The liberation of Marseille was accompanied by wild jubilation. Unlike Paris, it had fallen after an entirely French assault and was only the second French city, after Toulon, to be liberated in this way. On August 29, de Lattre, tearing himself away from the pursuit of Army Group G in the north, participated in the victory parade alongside de Gaulle’s ministers for war and the interior, and watched what was for the general “the unforgettable and poignant procession of all the makers of this second victory—the tirailleurs, the Moroccan Tabors, troopers, zouaves, and gunners—followed by the motley, fevered, bewildering mass of the FFI, between the two lines of a numberless crowd, frenzied, shouting with joy and enthusiasm, whom the guardians of order held back.”
French casualties in the retaking of Marseilles were 1,825 killed and wounded.

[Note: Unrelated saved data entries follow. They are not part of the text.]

PR #243, opened 2026-09-05
refactor(lint): prune three anti-slop rules and correct the check policy

NorbertBodziony:
## Not auto-approvable

This PR **unregisters three GritQL plugins**, which `AGENTS.md` "Approvability" names as needing a
reason in the body. Each deletion has one, and none of them is speed on its own — speed is what
prompted the measurement, not what decided the outcome:

- **`no-runtime-typeof`** fails "a rule bans a spelling, not a decision". GritQL sees no types, so it
  cannot separate `typeof` narrowing an `unknown` at a trust boundary — correct, and this repository
  is full of them — from `typeof` on a value the compiler already knows. I read all sixteen of its
  standing warnings (`packages/contracts/src/mobile-connect.ts`,
  `packages/contracts/src/team-protocol/v3-adapter.ts`, `packages/logging/src/index.ts`, two test
  files): **16 of 16 were the correct use.** A rule that only ever fires on correct code teaches
  readers to skim the whole warning class, and `no-module-mocking`'s five actionable warnings live in
  that class.
- **`no-chained-type-assertions`** is redundant and partly blind. `noUnsafeTypeAssertion` is already
  `error` in `biome.json` and reported every chain this rule caught — twice. Probed directly:
  `(v as unknown) as B` gets two `noUnsafeTypeAssertion` diagnostics plus the plugin's; the
  unparenthesised `v as unknown as B`, which is the commoner spelling, the plugin does not match at
  all.
- **`no-shape-in-symbol-names`** enforces a naming preference with a regex over every declaration in
  the repository. Zero matching sites, and **+8.1 CPU-seconds — a third of all plugin time** — for a
  judgement review already makes, on a word that legitimately appears in `reshape`, `shapefile`, and
  any graphics-library `Shape`.

The two trims are the same argument at arm level: `any` is `noExplicitAny`'s, and
`Record<…, unknown>` in a const annotation belonged to `no-unsafe-dictionary-type` *and*
`no-known-value-widening`, so one line drew two diagnostics. Both fixtures keep those cases present
but **unflagged**, so the test now fails if either rule starts reporting them again.

Twenty rules remain. The twelve test-scoped ones and the boundary-typing ones are untouched: nothing
Biome ships covers them, `noBannedTypes` does not flag `object` (verified), and `tsc` accepts every
form they reject.

## Why the policy section was renamed

`AGENTS.md` said "Do not run repo-wide checks". Measured on this machine:

| Command | Scope | Wall |
| --- | --- | --- |
| `bun run lint` | 1110 files | ~6 s |
| `bun run typecheck` | 9 `tsc` projects | ~4 s |
| `bun run mobile:typecheck` | whole app | ~4 s |

The section's own rationale is *"each takes minutes, and the desktop suite flakes under load, so a
red result tells you nothing about your change"* — a test about **time and trustworthiness**, not
about file count. These three pass it easily, so the heading asserted the opposite of what it meant
and the two most obviously-named commands in the repo sat in a grey zone.

The wide typecheck is also the *better* one: a change in `packages/contracts` surfaces as an error in
`src/renderer` or `src/main`, which the previously-recommended targeted `tsc -p` never sees.

The section now also carries the trigger it never had ("before you call a task done"), and the one
caution that measurement actually justified: `bun run format` is `biome check --write .`, so it
rewrites files the task never touched. `check:staged` and `biome check --write <paths>` are the
scoped auto-fixes.

`docs/ARCHITECTURE.md`, `CONTRIBUTING.md` and `apps/mobile/AGENTS.md` follow the rename; mobile's
"only when scoped" instruction rested on the same false premise and is now one sentence pointing at
the root rule.

## Verification

- `bun run lint` — 1110 files, **0 errors, 5 warnings** (was 21; the 16 removed were all
  `no-runtime-typeof` false positives).
- `bun run typecheck` — 9 projects, exit 0. Pre-commit hook (`check:staged` + `typecheck`) passed.
- `bun run test:desktop -- scripts/anti-slop-rules.test.ts` — 24 passed (20 rules + 4 structural).
- **Watched it fail.** Put the `Record<string, any>` arm back into `no-unsafe-dictionary-type` and
  the suite went red for the intended reason —
  `expected [7,8,9,10,11,12,15] to deeply equal [7,8,9,10,11,12]`, naming fixture line 15 — and the
  bundle-drift test caught the skill copy going out of sync at the same time. Restored, green again.
- Cost: six interleaved before/after runs. **~1.5× less CPU**; least-contended pair `real 8.43 s →
  5.77 s`. The machine was loaded (load avg 27) during that comparison, so the ratio is the reliable
  number, not the absolutes.

No UI surface touched. Surfaces: build tooling, repository documentation, and the bundled
`biome-anti-slop` skill (kept byte-identical to `tools/biome/anti-slop`, which its own test asserts).

---

**Merged `main`** (`01baa981`, `5cd97b0d`). One conflict, in the `AGENTS.md` paragraph both changes
rewrote: `#240` added `bun run check:ui` to the narrow-command sentence on the same reasoning this PR
generalises — *"A guard reachable only through a forbidden command is a guard nobody runs before
CI."* Resolved by folding `check:ui` into the new "before you call a task done" sentence, where it
now sits beside `lint` and `typecheck` instead of in a list of exceptions. `biome.json` auto-merged:
`#240`'s `noUndeclaredDependencies` override and this PR's three plugin removals are independent, and
`#241` moved the CSS override path under `features/`. Re-ran on the merged tree — `bun run lint`
1110 files / 0 errors / 5 warnings, `bun run typecheck` exit 0, `bun run check:ui` passed,
anti-slop suite 24 passed.


NorbertBodziony:
All three findings were valid and are fixed in `966d76c5`. Nothing withdrawn.

**1. Dictionary rule missed non-enumerable key types.** Correct, and this was a hole I opened: the
arm I removed from `no-known-value-widening` used `Record<$key, unknown>` — a metavariable — while
`no-unsafe-dictionary-type` enumerated `string`, `number`, `symbol` and `PropertyKey`, so
`Record<AgentId, unknown>` fell out of both. Took the "broaden the dictionary rule" option, which
also collapses eight arms into two:

```grit
or {
  `Record<$key, unknown>`,
  `Record<$key, object>`
}
```

The fixture now carries an aliased key in both positions the hole allowed — `type Aliased =
Record<AgentId, unknown>` and `const inAnnotation: Record<AgentId, unknown>` — and I confirmed it
fails without the fix: narrowing the rule back to the enumerated keys drops fixture lines 8, 9, 17
and 18, `expected [7,10,11,12] to deeply equal [7,8,9,10,11,12,17,18]`. Mirrored into the bundled
skill, which its own drift test checks. `bun run lint` is unchanged at 0 errors and 5 warnings, so
the broadening closes the hole without creating work.

**2. `bun run typecheck` omits mobile.** Correct — it is `typecheck:*` and the script is named
`mobile:typecheck`, and `apps/mobile` does depend on `@openbot/brand`, `@openbot/contracts` and
`@openbot/team-client`. Took the "state the exclusion" option rather than folding mobile into the
aggregate, because renaming the script would touch the Surfaces CI job and the pre-commit hook for a
change that is about documentation. `AGENTS.md` now names the gap, names the three packages, and
asks for the extra four seconds when a change touches any of them.

**3. Mobile guidance contradicted itself.** Correct, and worse than the finding says — my paragraph
contradicted three bullets, not one. Rewrote the bullets in "Execution and verification limits" so
the file has one policy: `bun run lint` and `bun run typecheck` are the default and need no
permission, and permission language now attaches to builds and native runs, which is what it was
protecting. The bullets on builds, packaging, signing, submission, deployment and
simulator/emulator runs are untouched.

Verified on the merged tree: `bun run lint` 1110 files / 0 errors / 5 warnings, `bun run typecheck`
exit 0, `bun run mobile:typecheck` exit 0, `bun run check:ui` passed, anti-slop suite 24 passed.

/norbiai review

PR #245, opened 2026-09-05
docs(skills): add a release upgrade-safety audit skill

NorbertBodziony:
## Why

Nothing auto-loads `docs/RELEASING.md`, and every `AGENTS.md` in the repo is **directory-scoped** — it fires when you open a file under it, never when you say "cut a version". The hazards that misses are exactly the irreversible ones: `openbot.db` migrates in place with no backup, the `userData` files are rewritten by whichever build opens them last, released Team API adapters are permanent, and the account Worker's D1 migrations race their own deploy against desktop builds that will never update.

This adds a task-triggered skill that audits the diff since the last released tag against those hazards and reports a verdict. It does not replace `docs/RELEASING.md` — it runs before it, and hands off at the end.

## What

- `.agents/skills/release-upgrade-safety/SKILL.md` — frontmatter, a three-step procedure, seven gates
- `.agents/skills/release-upgrade-safety/agents/openai.yaml` — the `interface:` sidecar every sibling skill carries
- `.agents/skills/release-upgrade-safety/references/surfaces.md` — the exhaustive path inventory, loaded only when a gate fires
- `AGENTS.md` — one sentence in **Where the rest of this lives**, marked as the one task-scoped file among the directory-scoped ones
- `docs/RELEASING.md` — one sentence above `## Preflight checklist`

Placement is `.agents/skills/`, the open location this repo already uses, read by Claude Code, Codex and anything else honouring it — not `.claude/skills/`.

The seven gates: **A** SQLite schema, **B** on-disk state outside SQLite, **C** Team API wire, **D** IPC channels, **E** account Worker, **F** the updater, **G** reverse states and the changelog. Each states what triggers it, the question, how to verify, and what a failure means. A gate no path triggered is reported as *not triggered*, never dropped.

### No `skills-lock.json` entry

Every entry there has a `source`/`computedHash` pair describing an upstream GitHub sync; a repo-authored skill has no upstream. **This is the first unlocked directory under `.agents/skills`.** Nothing in this repo reads the root lock file — the only `skills-lock.json` in code is an unrelated per-workspace file in `src/main/skill-marketplace-service.ts` — so no repo tooling can prune it. Whether the *external* skills CLI prunes directories missing from the lock is the one thing I could not test here; if it does, the fallback is `.claude/skills/` plus a pointer, which loses portability.

## Surfaces touched

Documentation only. No renderer, mobile, public web, IPC contract, migration or reverse-state change — the skill *describes* those surfaces, it does not alter them.

## Verification

**Every cited path and symbol resolves.** 47 repo-relative paths extracted from the two new markdown files, all present. Every cited symbol checked too — `substituteOnce`, `validateMigrationRegistry`, `createLatestDatabase`, `LEGACY_AGENTS_STATE_FILE`, `VERIFIED_VERSION`, the 12 filename constants in `src/main/index.ts`, all 14 protocol fixtures.

**The gates bite.** Run against `aad6b1ec^..aad6b1ec`, the commit that added migration v13 (`rewriteGeneratedAgentIds`):

- Gate A surfaces `+version: 12/13/14` **and** `LATEST_SCHEMA_SQL` changing from `BASELINE_V8_SCHEMA_SQL` to the `substituteOnce` call — exactly the DDL-mirroring pairing the gate exists to catch.
- Gate B surfaces the `bots.json` constant.

Neither reports "not triggered". This is the watch-it-fail equivalent for a file that ships no test: a gate that stays quiet on the range containing the most dangerous migration in the repo would be a costume.

**Every command the skill tells an agent to run passes today** — both database tests, the three protocol tests, IPC coverage, updater assumptions, and the auth-api migration test.

`bun run lint` clean (5 pre-existing `no-module-mocking` warnings in `apps/mobile/.../mobile-auth.test.ts`, untouched). `bun run typecheck` green. `bun run check`, `check:desktop`, `test` and `build-storybook` not run — CI owns those.

## Three corrections against the original plan

- **Gate C's unconditional "must be empty" would have fired falsely.** The real `v0.4.3..HEAD` diff on the frozen set is *not* empty: an added `export` keyword on `teamProtocolV1HttpRoute` (classification only, exported for a coverage test) and four **new** v2 fixture files. Neither is a wire change. The gate now uses `--diff-filter=MD` — modified-or-deleted must be empty, additions are read separately — and tells you to read the hunks before calling a stop.
- **The paired-phones changelog precedent is under `## [Unreleased]`, not `0.4.3`.** Cited correctly.
- **Gate E's test command.** `apps/auth-api` has its own vitest config, so `bun run test:desktop -- apps/auth-api/...` matches nothing. It is `bun run --cwd apps/auth-api test:server test/<file>`, verified working.

## Approvability

Auto-approvable. No `biome-ignore`, `@ts-expect-error` or `@ts-ignore`; no `overrides` entry or unregistered GritQL plugin; no widening to `any`/`unknown` and no assertion past a checker. No TypeScript changes at all.

### DIFF
--- a/.agents/skills/release-upgrade-safety/SKILL.md
+++ b/.agents/skills/release-upgrade-safety/SKILL.md
@@ -74,8 +74,9 @@ Then handle each bucket one of three ways, and say in the Step 3 table which one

Some 11,000 Germans surrendered at the end of the fighting, which came about a month earlier than the Allies had calculated, on D+13 rather than D+45. In spite of the thorough job the Germans had made of the demolition of the harbor facilities, Marseille was rapidly restored as a working port by American engineers. On September 15 the first Liberty ship arrived to disgorge its cargo, and by the end of the month Marseille had taken delivery of over 100,000 tons of cargo. By October, Marseille, Toulon,§ and other ports in southern France had were receiving over 500,000 tons of cargo a month to feed Eisenhower’s broad front drive into Germany.